TFC 2012

A Cold Shower & A Long Road

Saturday’s loss to San Jose was a like a cold shower. Almost literally. Partly shocking, partly sobering. And it was long and unrelenting enough to be quite debilitating. It’s taken me a few days to recover.

Maybe it was the early goal the Reds gave up. Possibly it was just the demoralizing reality of watching a team that looks and plays so differently without captain, Torsten Frings. Of course, there also is the misfortune of chilling outside through our first home MLS match, at the end of a week of summery weather.

No matter how you look at it. It was a grim day at BMO Field.

TFC had life and hope for some of the match, but ultimately fell apart when it mattered most. The defense looked awkward and unreliable. The attack showed flash and fleetness, but ultimately created very few real scoring opportunities. It was all potential, no pay off.

The stands and the supporters, for their part, were knocked out of the match after the first goal. There was some fizzle and pop here and there. Mostly, though, the fans never amounted to even half the venerated 12th man. It was like everyone was watching their worst fears come true.

Three goals allowed to the Sounders in Seattle is one thing. Three goals allowed to San Jose, at home, without even scoring one… now that’s something else altogether.

Everyone knew from the last half of 2011 that Torsten Frings and Danny Koevermans were fantastic additions. It was also quite clear that there wasn’t much depth in the roster to back them up. While there are some matches ahead where the Reds could yet prove this wrong, it seems a fundamental truth we have to accept.

The Reds’ attack is much more effective with Koevermans on the field, whether its him scoring or not. His presence in the middle opens the flanks for Ryan Johnson, Joao Plata and others to make more of their magic. With him on, TFC score more goals. Last season, he also scored proficiently and consistently. Sadly, we’re still waiting for Koevermans’ first goal of 2012.

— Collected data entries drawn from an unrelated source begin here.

PR #2187, opened 2024-01-16
Fix prism brace association for constant-like method/local calls

HParker:


kddnewton (approved):
Can you add a fixture for the local variable one as well? I think:

```ruby
foo = 1
foo {}
```

would do it

kddnewton (changes requested):
Whoops meant to mark as "request changes"

kddnewton (approved):

PR #2190, opened 2024-01-17
Update checkout action version

m-nakamura145:
This PR updates to latest checkout action version


kddnewton (approved):
Thanks!

If you feel like sending a PR for creating a dependabot update to do this, I would merge that as well! Something like this: https://github.com/ruby-syntax-tree/syntax_tree/blob/main/.github/dependabot.yml#L7-L10.

PR #3529, opened 2025-03-30
Fix parser translator when splatting in pattern matching pin

Earlopain:
Fixes https://github.com/rubocop/rubocop/issues/14056 because it ends up treating it as a local variable, and `a.x` is not a valid local variable name.

I'm not big on pattern matching, but conceptually it makes sense to me to treat anything inside ^() to not be
pattern matching syntax?


kddnewton (approved):
Yes, this is definitely the correct fix. Would you mind rebasing?

PR #3537, opened 2025-04-01
[java-wasm] Allow serialize to be called separately from serializeParse.

enebo:
JRuby internally uses loader differently and also encodes options differently.

Also added MemoryPages options since in testing one file complained about memory usage.

Lastly, original method was making a String from bytes so allow serialize to accept bytes and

The same is clearly true for the defensive line. Without Frings, the chemistry cannot hold the elements together. Bad decisions and poor communication run rampant. Worse yet, there’s no solid and inspiring force that reliably cleans up the messes. It’s very early in the season, so the bonds yet may improve. But the past two matches cannot be good for their confidence.

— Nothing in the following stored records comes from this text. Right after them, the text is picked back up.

PR #3538, opened 2025-04-02
Bump deprecated Ubuntu runners

andreaTP:
We experienced failures due to the GH brownout, this should be the fix. ( cc. @enebo )

### DIFF
--- a/.github/workflows/cruby-bindings.yml
+++ b/.github/workflows/cruby-bindings.yml
@@ -12,7 +12,7 @@ on:
 
 jobs:
   test-all:
-    runs-on: ubuntu-20.04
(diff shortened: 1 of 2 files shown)


enebo (approved):

enebo:
@kddnewton This has all jobs green again.  If there is a specific requirement here for the older Ubuntu then this can be reverted or changed.  Going to optimistically merge.

enebo:
Thanks @andreaTP!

Clearly, the next four or five weeks will be an agonizingly long spell for Toronto FC’s defenders.

The thing that surprised me most was how much San Jose’s midfield outplayed the Reds’ line of Luis Silva, Terry Dunfield and Julian de Guzman. I went into the match seeing that trio as a capable choice. I saw a mix of grit and gristle with some experience and young verve. I’m no longer so enthralled.

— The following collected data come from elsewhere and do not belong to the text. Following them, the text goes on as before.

PR #3551, opened 2025-04-17
Be more defensive in the parser translator lexer

Earlopain:
Fixes https://github.com/rubocop/rubocop/issues/14100

Generally I have been good about safely accessing the tokens but failed to properly guard against no tokens in places
where it could theoretically happen through invalid syntax.

I added a test case for one occurance, other changes are theoretical only.

Also, TIL that this works:
```rb
a = [[1,2], [3,4]]
i = 0

while (foo, _ = a[i])
  puts foo
  i += 1
end
# => 1
# => 3
```

I make use of that construct to safely access the data without much changes. Makes some code easier actually.

### DIFF
--- a/lib/prism/translation/parser/lexer.rb
+++ b/lib/prism/translation/parser/lexer.rb
@@ -275,7 +275,7 @@ module Prism
             when :tCOMMENT
               if token.type == :EMBDOC_BEGIN
 
-                while !((next_token = lexed[index][0]) && next_token.type == :EMBDOC_END) && (index < length - 1)
+                while !((next_token, _ = lexed[index]) && next_token.type == :EMBDOC_END) && (index < length - 1)
                   value += next_token.value
                   index += 1
                 end
@@ -287,8 +287,8 @@ module Prism
                 is_at_eol = value.chomp!.nil?
                 location = range(token.location.start_offset, token.location.end_offset + (is_at_eol ? 0 : -1))
 
-                prev_token = lexed[index - 2][0] if index - 2 >= 0
-                next_token = lexed[index][0]
+                prev_token, _ = lexed[index - 2]
+                next_token, _ = lexed[index]
 
                 is_inline_comment = prev_token&.location&.start_line == token.location.start_line
                 if is_inline_comment && !is_at_eol && !COMMENT_CONTINUATION_TYPES.include?(next_token&.type)
@@ -307,7 +307,7 @@ module Prism
                 end
               end
             when :tNL
-              next_token = next_token = lexed[index][0]
+              next_token, _ = lexed[index]
               # Newlines after comments are emitted out of order.
               if next_token&.type == :COMMENT
                 comment_newline_location = location
@@ -344,8 +344,8 @@ module Prism
               location = range(token.location.start_offset, token.location.start_offset + percent_array_leading_whitespace(value))
               value = nil
             when :tSTRING_BEG
-              next_token = lexed[index][0]
-              next_next_token = lexed[index + 1][0]
+              next_token, _ = lexed[index]
+              next_next_token, _ = lexed[index + 1]
               basic_quotes = value == '"' || value == "'"
 
               if basic_quotes && next_token&.type == :STRING_END
@@ -413,7 +413,7 @@ module Prism
                 while token.type == :STRING_CONTENT
                   current_length += token.value.bytesize
                   # Heredoc interpolation can have multiple STRING_CONTENT nodes on the same line.
-                  is_first_token_on_line = lexed[index - 1] && token.location.start_line != lexed[index - 2][0].location&.start_line
+                  is_first_token_on_line = lexed[index - 1] && token.location.start_line != lexed[index - 2]&.first.location&.start_line
                   # The parser gem only removes indentation when the heredoc is not nested
                   not_nested = heredoc_stack.size == 1
                   if is_percent_array
@@ -427,7 +427,7 @@ module Prism
                     tokens << [:tSTRING_CONTENT, [current_string, range(start_offset, start_offset + current_length)]]
                     break
                   end
-                  token = lexed[index][0]
+                  token, _ = lexed[index]
                   index += 1
                 end
               else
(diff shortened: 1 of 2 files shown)


Earlopain:
Hi @kddnewton, sorry for the bother but can you check this out?

lib/prism/translation/parser/lexer.rb
```diff
@@ -482,7 +482,7 @@ def to_a
               end
 
               if percent_array?(quote_stack.pop)
-                prev_token = lexed[index - 2][0] if index - 2 >= 0
+                prev_token, _ = lexed[index - 2]
```
kddnewton: This is going to wrap around now, but I don't think it should

lib/prism/translation/parser/lexer.rb
```diff
@@ -287,8 +287,8 @@ def to_a
                 is_at_eol = value.chomp!.nil?
                 location = range(token.location.start_offset, token.location.end_offset + (is_at_eol ? 0 : -1))
 
-                prev_token = lexed[index - 2][0] if index - 2 >= 0
-                next_token = lexed[index][0]
+                prev_token, _ = lexed[index - 2]
```
kddnewton: Same here, we don't want it to wrap

kddnewton (changes requested):

lib/prism/translation/parser/lexer.rb
Earlopain: Oops, indeed. I should not have removed that

lib/prism/translation/parser/lexer.rb
```diff
@@ -413,7 +413,7 @@ def to_a
                 while token.type == :STRING_CONTENT
                   current_length += token.value.bytesize
                   # Heredoc interpolation can have multiple STRING_CONTENT nodes on the same line.
-                  is_first_token_on_line = lexed[index - 1] && token.location.start_line != lexed[index - 2][0].location&.start_line
+                  is_first_token_on_line = lexed[index - 1] && token.location.start_line != lexed[index - 2]&.first.location&.start_line
```
kddnewton: Is it possible for lexed[index - 2] to be nil here? If it is, then we need &.location as well. If it's not, then we shouldn't use &.first

kddnewton (changes requested):

lib/prism/translation/parser/lexer.rb
Earlopain: I meant this to be "safe" safe navigation. I don't believe this matters for valid syntax, but with invalid one I can't say so wanted to be on the safe side.

rafaelfranca (approved):

Earlopain:
Any chance to get this merged? This is also a problem for rubocop extensions that try to extract ruby code from templating like erb or slim (https://github.com/r7kamura/rubocop-slim/issues/31)

lib/prism/translation/parser/lexer.rb
```diff
@@ -275,7 +275,7 @@ def to_a
             when :tCOMMENT
               if token.type == :EMBDOC_BEGIN
 
-                while !((next_token = lexed[index][0]) && next_token.type == :EMBDOC_END) && (index < length - 1)
```
Morriar, line 280: I think you can also do the same line 284?

lib/prism/translation/parser/lexer.rb
```diff
@@ -413,7 +413,7 @@ def to_a
                 while token.type == :STRING_CONTENT
                   current_length += token.value.bytesize
                   # Heredoc interpolation can have multiple STRING_CONTENT nodes on the same line.
-                  is_first_token_on_line = lexed[index - 1] && token.location.start_line != lexed[index - 2][0].location&.start_line
+                  is_first_token_on_line = lexed[index - 1] && token.location.start_line != lexed[index - 2]&.first&.location&.start_line
```
Morriar: Can we avoid the mix of index accesses and `first` with something like this?

```suggestion
                  prev_prev_token, _ = lexed[index - 2] if index - 2 >= 0
                  is_first_token_on_line = lexed[index - 1] && token.location.start_line != prev_prev_token&.location&.start_line
```

lib/prism/translation/parser/lexer.rb
Earlopain: Yeah, that works (if you meant what I changed that is)

lib/prism/translation/parser/lexer.rb
Earlopain: Yeah, sure. It's a bit better. It's actually just `prev_token`, even if it is`[index -2]`. Right at the top of the loop `index` already gets incremented so you need to unintuitively look back a bit further.

I should move most of the state from the huge `to_a` into the class itself to make writing helper methods more convenient sometime.

Morriar (approved):

lib/prism/translation/parser/lexer.rb
```diff
@@ -595,9 +596,9 @@ def calculate_heredoc_whitespace(heredoc_token_index)
           previous_line = -1
           result = Float::MAX
 
-          while (lexed[next_token_index] && next_token = lexed[next_token_index][0])
+          while (next_token, _ = lexed[next_token_index])
```
paracycle: I don't think the behaviour of these two constructs (old and new) will be the same in every instance. For example:
```ruby
irb> foo = [nil, 1]
#=> [nil, 1]

irb> while (i, _ = foo); puts "42"; break; end
42
#=> nil

irb> while (i = foo&.first); puts "42"; break; end
#=> nil
```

Don’t get me wrong. I haven’t lost faith. Like any short and refreshing dunk in cold water, last Saturday stands as a visceral moment of clarity. The Age of Winter in Toronto has really just started. We’re in for another season with more struggle than triumph. I can live with that, as long as the long term shows benefits that last. That seems to be the course, but the miles ahead just look a little longer this week.

Champion of Something

Wednesday’s CCL tilt against Santos Laguna no longer seems so exciting. Anything can happen in one match. Maybe the Reds will find the fire they lacked the past two MLS contests. A win at home isn’t impossible. A shameful skinning would be nice to avoid. Santos will arrive without much respect for TFC, and if we’re lucky we might make them pay for that.

The telling contest, however, will be in Torreon, Mexico. It’s only 1,000m elevation, but the Seattle Sounders looked like they were playing on the dark side of the moon.